Overcoming Data Collection Lag
Collecting data for SensibleAI Forecast projects is not necessarily a process that is 1) Instant or 2) Ensures that all your data will be collected with the same timeliness as the others. Collection Lag is defined as the time duration between this given moment in time and when you receive the corresponding data for that moment in time. This article will help understand and resolve data collection lag problems that may occur.
Collection Lag
Time series data is most accurate when the context of when data was collected is implemented into your project. After completing evaluation on the sourcing of data and quality, you may find that a particular source of data (such as your target dimension) is lagged.
Take, for example, the image below. The dates between 10/9/2021 and 10/17/2021 are laid out on a daily basis. The value column next to it has values through the 15th, but no data for the 16th or 17th. In this situation, we would say that there are two days of collection lag.
There are three cases of data lag that SensibleAI Forecast will autonomously handle on a target-by-target basis. First, let’s understand Target Collection Lag and Configured Collection Lag:
-
Target Collection Lag: The period of time between a specific target and the given moment of time when the data is collected.
-
Configured Collection Lag: This is a designated period in time where the “majority” of the targets have their data collected.
-
Target Collection Lag > Configured Collection Lag
: A situation where the Target Collection Lag is greater than the Configured Collection Lag and the two periods of time will be filled in by interpolation techniques. Basically, SensibleAI Forecast will just guess what those values would be. -
Target Collection Lag < Configured Collection Lag
: In a situation where the Target Collection Lag is less than the Configured Collection Lag and the extra values that are ahead of the Configured Collection Lag will be removed. Basically, SensibleAI Forecast will throw out these values to stay consistent. -
Target Collection Lag = Configured Collection Lag
: This means that the Target Collection Lag exactly matches the Configured Collection Lag. There is no special treatment necessary.
Resolving and Setting the Target Collection Lag
Setting your configured collection lag can be a tedious process.

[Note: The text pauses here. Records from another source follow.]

PR #491, opened 2026-01-21
feat: check screenshot image mimetype and extension

s4kh:
GCOM plugin publish endpoint validates image mimetype against its extension.
**Scenario**: user uploads an `screenshot2.png` but the image is actually jpeg then GCOM throws image `InvalidArgumentError`. Under the hood, it is extracting mime type from content and checking with its extension mimetype.


andresmgot (approved):
LGTM

academo (approved):

PR #497, opened 2026-02-03
runner: allow validators to access other's validators diagnostics

### LINKED ISSUE #494: Add support for validators that only run when other validators pass
## Problem

The `LLMReview` and `CodeDiff` validators use external LLM APIs which consume tokens and are expensive to run. Currently, these validators run regardless of whether other validators have already found errors in the plugin.

When a plugin has errors reported by other validators, running LLM-based validation is wasteful since the plugin will need to be fixed and resubmitted anyway.

## Proposed Solution

Add a mechanism that allows validators to declare they should only run when other validators have passed (no reported errors). This would be:

1. A property/flag on the validator itself that marks it as "run only on clean results"
2. Architecture changes to support running validators in phases or checking accumulated errors before running certain validators
3. "Errors" in this context means errors reported by validators in their reports - not warnings, not info-level messages, and not Go runtime errors

## Validators affected

- `LLMReview`
- `CodeDiff`

## Tasks

- [ ] Research current validator architecture to understand execution flow
- [ ] Design approach for conditional validator execution
- [ ] Implement the mechanism for validators to declare "run only on clean" behavior
- [ ] Update LLMReview and CodeDiff validators to use this mechanism
- [ ] Add tests

academo:
Adds infrastructure for validators to access diagnostics reported by other validators. This enables expensive validators (LLMReview, CodeDiff) to skip execution when dependencies already reported errors.

Example of Usage

 ```go
       if pass.AnalyzerHasErrors(sourcecode.Analyzer) {
           // Skip expensive LLM call
           return nil, nil
       }
       // proceed...
   }
 ```

 Notes

 - Does not modify existing validators yet - this PR only adds the infrastructure

 Closes #494

### DIFF
--- a/pkg/analysis/analysis.go
+++ b/pkg/analysis/analysis.go
@@ -22,8 +22,7 @@ type Pass struct {
 	CheckParams      CheckParams
 	ResultOf         map[*Analyzer]any
 	Report           func(string, Diagnostic)
-	Diagnostics      *Diagnostics
-	AnalyzerRulesMap map[string]string
+	Diagnostics *Diagnostics
 }
 
 type CheckParams struct {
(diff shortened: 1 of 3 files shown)


xnyo (approved):
LGTM! Only one small comment

PR #496, opened 2026-01-28
runner: allow to create plugin-specific exceptions at rule level

academo:
Closes https://github.com/grafana/plugin-validator/issues/457

This PR allows to configure exceptions for specific rules for specific plugins id

This feature is a complement to the existing exceptions at a validator level but with better granularity

e.g. you want the coderules analyzer to run but only ignore specific rules for your plugin

PR #498, opened 2026-02-03
runner: fix incorrect rule exceptions logic from previous implementation

academo:
[the implementation of this functionality](https://github.com/grafana/plugin-validator/pull/496) was incorrectly using the analyzer name instead of the rule name as the key to create an exception. The tests were created using the analyzer name as the rule key and that is why they didn't catch this early on.

### DIFF
--- a/pkg/runner/runner.go
+++ b/pkg/runner/runner.go
@@ -57,24 +57,9 @@ func Check(
 		RootDir:     params.ArchiveDir,
 		CheckParams: params,
 		ResultOf:    make(map[*analysis.Analyzer]any),
-	}
-
-	pass.Report = func(ruleName string, d analysis.Diagnostic) {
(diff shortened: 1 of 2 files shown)


pkg/runner/runner.go
```diff
@@ -57,24 +57,9 @@ func Check(
...
-						ruleName,
-						pluginId,
-					)
-					return
-				}
-			}
-		}
-		// Collect all diagnostics for presenting at the end.
-		diagnostics[ruleName] = append(diagnostics[ruleName], d)
+		Report: func(analyzerName string, d analysis.Diagnostic) {
```
academo: this reverts to the original definition of this function before https://github.com/grafana/plugin-validator/pull/496

xnyo (approved):
LGTM!

PR #499, opened 2026-02-03
llm-review: do not run when specific validators generated errors

academo:
The LLM-review is slow and costs to run, we want to skip running it in cases where we know there are bigger errors to fix than what the LLM review could find.

I have collected a hand-picked list of validators that create strong signals of a plugin having deep problems that need fixing before an LLM can start to help.


xnyo (approved):
LGTM!

Issue #36, opened 2022-10-03
Plug-in levitate is-compatible as part of the plugin-validator report against the target grafanaDependency version


academo:
e.g.:

Validate plugins using the new topBarNavigation API to not target grafana <9.2

tolzhabayev:
added this one to the plugin submission improvements theme

academo:
After some local tries and testing I concluded that this validation is not practical.

The way grafana plugins load the grafana packages (e.g. ui, runtime, data), is taking what is provided by grafana in runtime. This runtime version doesn't necessarily match the version the plugin was compiled (and type checked) against.

Furthermore, a type conflict between packages version doesn't necessarily means the plugin won't run in runtime. E.g.: a function used to accept an string and now accepts an enum. But the runtime still handles the case for a non-defined enum key. This is something that won't compile in TS but it'll work in runtime.


This means one can't reliable detect if a plugin will be backwards compatible by checking against the types of a current version with a previous version. The check will constantly generate conflicts which even though problematic in TS won't be a problem in runtime and that can only be checked manually. This will defeat the point of an automated check.

To finish, many plugins that target older versions of grafana rely on these runtimes being compatible even if types are not, which would make it impossible to fix in the source code.

PR #500, opened 2026-02-04
Add levitate analyzer

toddtreece:
This attempts to check compatibility using levitate. I found #36, and although I agree there could be some false detections, I wonder if this falls into the same category as the LLM checks that need to be verified?

### DIFF
--- a/README.md
+++ b/README.md
@@ -250,6 +250,7 @@ Run "mage gen:readme" to regenerate this section.
 -->
 | Analyzer | Description | Dependencies |
 |----------|-------------|--------------|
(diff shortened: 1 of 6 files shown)


sunker (commented):
this is an interesting idea! I could be wrong, but I think levitate's is-compatible is designed for forward compatibility checking, not backward compatibility. when checking against an older version (G10 for example), it may report APIs that were added in later versions as "Removed", which is semantically backwards as these APIs weren't removed from G10, they simply didn't exist yet. so this could be a bit confusing

PR #504, opened 2026-02-05
commit finder: improve version commit finder for codediff tool

academo:
- Fetch remote tags on shallow clone to be able to switch refs
- Fetch remote ref to be able to switch branches and tags
- Fallback into gemini-cli for commit finding


pkg/versioncommitfinder/devtest/devtest.go
```diff
@@ -0,0 +1,53 @@
+// Package main provides a manual test harness for versioncommitfinder.
```
academo: this file exist to test the gemini prompt locally. I am leaving it here for future development. 

the file itself is never imported or built in the validator.

andresmgot (approved):
LGTM, a couple of nits

PR #510, opened 2026-02-11
buildtools: add validator to check plugins are using standard build tools

academo:
New buildtools analyzer that detects plugins not built with Grafana's standard create-plugin tooling. It checks the source code for two things:

 - Frontend: Verifies the plugin uses the standard webpack configuration from @grafana/create-plugin
 - Backend: If the plugin has Go code, verifies it uses the Grafana plugin SDK build tooling


pkg/analysis/passes/buildtools/buildtools.go
```diff
@@ -0,0 +1,94 @@
...
+			"The plugin does not appear to use Grafana's standard frontend build tooling. Please use create-plugin to scaffold your plugin: https://grafana.com/developers/plugin-tools/")
+		return
+	}
+
+	b, err := os.ReadFile(webpackPath)
+	if err != nil {
+		return
+	}
+
+	if !strings.Contains(string(b), "@grafana/create-plugin") {
```
s4kh: The author can bypass by creating custom webpack.config.ts and insert `@grafana/create-plugin` comment, right? But for now this is probably the best way to test it? Would there be any other checks we can do in the module.js file?

s4kh (approved):

PR #515, opened 2026-02-16
feat: validate grafanaDep with semver

s4kh:
Validate plugin.json -> `dependencies.grafanaDependency` using SemVer constraint.
Ignores schema validation for `dependencies.grafanaDependency`.


xnyo (commented):
Some small comments but the rest LGTM to me. I don't think this will conflict with #513 as they currently do two different things, but since the analyzer in #513 is called `grafanaDependency` we can maybe move this check over there instead once merged? (before cutting a release because the analyzer name will change if we move a check from one analyzer to another)

xnyo (commented):
I went through this again considering also #513. I think we should merge this PR first, but we should make some changes before merging. My proposal is the following:

- Move the grafanaDependency check via the semver library in a separate `grafanadependency` analyzer, similar to #513. I would be fine with keeping the semver range check in the `metadatavalid` analyzer, but we need the extra checks in #513 (mostly just for our internal teams as sometimes they tend to forget the pre-release constraint -> deploy to cloud -> cause an incident because the version is "not supported". It never happens with community plugins since pretty much nobody uses on-prem "rolling" releases off main), so I think a dedicated analyzer is more suited, to keep those grafanaDependency-related checks close to each other
- Since the proposal is to move those more robust checks with the semver library in a different analyzer, I think we should remove the grafanaDependency error filtering done here: https://github.com/grafana/plugin-validator/blob/bbbfb7637ad584c6b93e05c26cafebb6f5541244/pkg/analysis/passes/metadatavalid/metadatavalid.go#L122-L127, unless it will conflict with the semver library check. I don't know if they will conflict with each other, but ideally they shouldn't: I see the regex as a first level of validation (weaker), and the semver library as a second one (more robust). If for some reason there are instances where the regex/schema check fails, but it should pass when fed into the semver library, I think we should change the regex instead of filtering out the error. If we decide to move the semver check into a dedicated analyzer, the filtering done in metadatavalid (like in this PR) will become messy because it would reference checks done on a separate `grafanadependency` analyzer. Moreover, if the user uses a config file that disables `grafanadependency` but keeps `metadatavalid`, the checks on the grafanaDependency field are skipped completely. I'd still keep a "simpler" check in metadatavalid and a proper one in a brand new analyzer

Once we merge this PR, I will rework #513 also considering your previous feedback (this PR is in a better state than #513, we're better off unblocking this one first)

What are your thoughts on this? @s4kh @academo

xnyo (approved):
Just one small comment, the rest LGTM! Great job! 🙌

PR #518, opened 2026-02-17
feat: mcp server for validate plugin

s4kh:
Exposes plugin-validator CLI as MCP server. Tool: `validate_plugin`
1. Separate release for mcpserver - published to npm
3. MCP server uses npx to run the latest validator CLI
4. Includes configs for vscode extension, claude code, openAI codex configs in the README


pkg/cmd/mcpserver/main.go
```diff
@@ -0,0 +1,62 @@
...
+		Description: "Validates a Grafana plugin against publishing requirements. Checks metadata, security, structure, and best practices. Returns detailed errors and warnings with actionable fix suggestions.",
+	}, ValidatePlugin)
+	if err := server.Run(context.Background(), &mcp.StdioTransport{}); err != nil {
+		return fmt.Errorf("failed to run server: %w", err)
+	}
+	return nil
+}
+
+func main() {
+	if err := run(); err != nil {
```
s4kh: https://grafana.com/blog/how-i-write-http-services-in-go-after-13-years/ -> `func main()` only calls `run()`

academo (commented):
I would like you to reconsider the approach for the mcp server

the validator already supports outputting as json, could you  invoke the validator binary here and parse the output instead?

here are my two concerns with this approach:

1) single source of truth: now we are effectively creating two different software that embed the same engine. I much rather prefer we keep a single entry point (the validator cli binary) and make MCP just another user, like for example github actions is an user of the validator, and ci-workflows, and the community pipeline. 

We don't need to create separate binaries for those cases because we have a common serialized output any user can read.

2) updates: this binary will be out of date very quickly. instead we can have this wrapper checking the latest version (once a day?), downloading it and executing it to get the json output. 

I don't see a mechanism to update mcp servers, they need to auto-update. People that use the validator mainly use it via docker or npx that always pulls the latest version (except NPM when it wants to be a pain)


my bottom line: we can make this wrapper simply call `npx` or `docker` or `yarn dlx` or similar (support several fallbacks) and parse the json output.

pkg/cmd/mcpserver/main.go
```diff
@@ -0,0 +1,264 @@
...
+	Title    string `json:"Title"`
+	Detail   string `json:"Detail"`
+	Name     string `json:"Name"`
+}
+
+// Diagnostics is a map of category name to list of diagnostics
+type Diagnostics map[string][]Diagnostic
+
+// Severity constants
+const (
```
academo: can we import the types from the existing definitions instead of re-defining them here?

pkg/utils/utils.go
```diff
@@ -65,3 +66,25 @@ func GetPluginMetadata(archiveDir string) (*metadata.Metadata, error) {
 	}
 	return &pluginJson, nil
 }
+
+// HasProperArchiveStructure checks if the archive has the proper structure:
+// single top-level directory containing plugin.json
+func HasProperArchiveStructure(archiveDir string) bool {
```
academo: is this function used anywhere?

academo (commented):
It is going towards the right place, my main points:

* create an npm package and docker image to distribute it
* update the instructions to use such package or image
* do not redefine types that are already available

I am not truly convinced the "summary" is adding any value. it is the LLM that will get this input and they can already figure out what is what from the validator output as is

.github/workflows/do-release-mcp.yml
```diff
@@ -0,0 +1,69 @@
...
+          git config user.email '144369747+grafana-plugins-platform-bot[bot]@users.noreply.github.com'
+
+      - uses: actions/setup-node@395ad3262231945c25e8478fd5baf05154b1d79f # v6.1.0
+        with:
+          node-version: "24"
+
+      - name: Bump MCP version and create tag
+        run: |
+          cd mcp-package
+          npm version ${INPUT_VERSION} --no-git-tag-version
```
s4kh: `--no-git-tag-version` so it does not auto commit and tag `0.0.1`. We need to `mcp/v` prefix.

pkg/cmd/mcpserver/main.go
academo: importing the types from another go package will not increase the size because after compilation it'll strip out all that it doesn't use. You need to compile with the correct optimization flag.

.github/workflows/release-mcp.yml
```diff
@@ -0,0 +1,101 @@
...
+          persist-credentials: false
+
+      - uses: actions/setup-node@395ad3262231945c25e8478fd5baf05154b1d79f # v6.1.0
+        with:
+          node-version: "24"
+          registry-url: "https://registry.npmjs.org"
+      - run: cd mcp-package && npm install
+      - run: cd mcp-package && npm publish
+
+  release-mcp-to-dockerhub:
```
academo: since the running docker inside docker is so problematic,. let's skip the docker release?

.github/workflows/release-mcp.yml
```diff
@@ -0,0 +1,101 @@
...
+    permissions:
+      contents: read
+      id-token: write
+    steps:
+      - uses: actions/checkout@8e8c483db84b4bee98b60c0593521ed34d9990e8 # v6.0.1
+        with:
+          fetch-depth: 0
+          persist-credentials: false
+
+      - run: git fetch --force --tags
```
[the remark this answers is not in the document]
s4kh: Yeah it came in from release.yml -> which was a requirement for old gorealeaser for generating the correct changelog.

academo (approved):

What happens when a configured collection lag is too high or too low?
-
Configured Collection Lag too Large: When the configured collection lag is large, you can lose out on accuracy. The reason for this drop off is because you are lagging the features which you are implementing into your model. The larger the lags, the less impactful features will be, and less accurate your modeling will be overall.
-
Configured Collection Lag too Small: A smaller configured collection lag is great for accuracy, if you limit imputation. Lowering the effective forecast time can allow features which are more relevant or timely to be used in a model, increasing their influence. However, if the trade-off for this is a lot of imputation to fill missing values in your dataset, you will end up losing accuracy as a result.
As with any SensibleAI Forecast project, the quality of the data you can put into the model directly relates to the quality of the insights generated. Generally, it is best to try to use data that is consistently filled and minimizes target lags, but in almost every use-case there will be a lag in the collection of the data and the time it can be deployed into a SensibleAI Forecast model.